--- Data supplied Enclosed Below ---

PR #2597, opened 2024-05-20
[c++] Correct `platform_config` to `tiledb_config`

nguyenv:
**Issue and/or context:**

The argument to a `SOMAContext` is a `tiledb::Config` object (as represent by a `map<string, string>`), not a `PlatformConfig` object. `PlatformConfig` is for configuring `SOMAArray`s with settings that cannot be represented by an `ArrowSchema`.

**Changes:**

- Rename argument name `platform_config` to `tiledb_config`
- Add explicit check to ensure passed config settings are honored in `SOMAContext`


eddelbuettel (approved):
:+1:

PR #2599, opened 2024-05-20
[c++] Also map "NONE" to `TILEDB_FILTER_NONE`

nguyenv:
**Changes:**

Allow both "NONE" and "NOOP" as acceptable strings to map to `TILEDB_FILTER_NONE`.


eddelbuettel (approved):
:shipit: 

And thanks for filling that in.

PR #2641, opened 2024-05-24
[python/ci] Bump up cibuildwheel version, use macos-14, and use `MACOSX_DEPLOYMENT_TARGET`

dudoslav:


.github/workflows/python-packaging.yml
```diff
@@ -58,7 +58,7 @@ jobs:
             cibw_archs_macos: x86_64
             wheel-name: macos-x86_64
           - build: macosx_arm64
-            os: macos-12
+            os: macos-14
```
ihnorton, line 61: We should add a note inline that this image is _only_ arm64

--- End of Enclosed Data supplied ---

### Work item
Would you reproduce all of the data exactly, without a single alteration?

### Response
PR #2597, opened 2024-05-20
[c++] Correct `platform_config` to `tiledb_config`

nguyenv:
**Issue and/or context:**

The argument to a `SOMAContext` is a `tiledb::Config` object (as represent by a `map<string, string>`), not a `PlatformConfig` object. `PlatformConfig` is for configuring `SOMAArray`s with settings that cannot be represented by an `ArrowSchema`.

**Changes:**

- Rename argument name `platform_config` to `tiledb_config`
- Add explicit check to ensure passed config settings are honored in `SOMAContext`


eddelbuettel (approved):
:+1:

PR #2599, opened 2024-05-20
[c++] Also map "NONE" to `TILEDB_FILTER_NONE`

nguyenv:
**Changes:**

Allow both "NONE" and "NOOP" as acceptable strings to map to `TILEDB_FILTER_NONE`.


eddelbuettel (approved):
:shipit: 

And thanks for filling that in.

PR #2641, opened 2024-05-24
[python/ci] Bump up cibuildwheel version, use macos-14, and use `MACOSX_DEPLOYMENT_TARGET`

dudoslav:


.github/workflows/python-packaging.yml
```diff
@@ -58,7 +58,7 @@ jobs:
             cibw_archs_macos: x86_64
             wheel-name: macos-x86_64
           - build: macosx_arm64
-            os: macos-12
+            os: macos-14
```
ihnorton, line 61: We should add a note inline that this image is _only_ arm64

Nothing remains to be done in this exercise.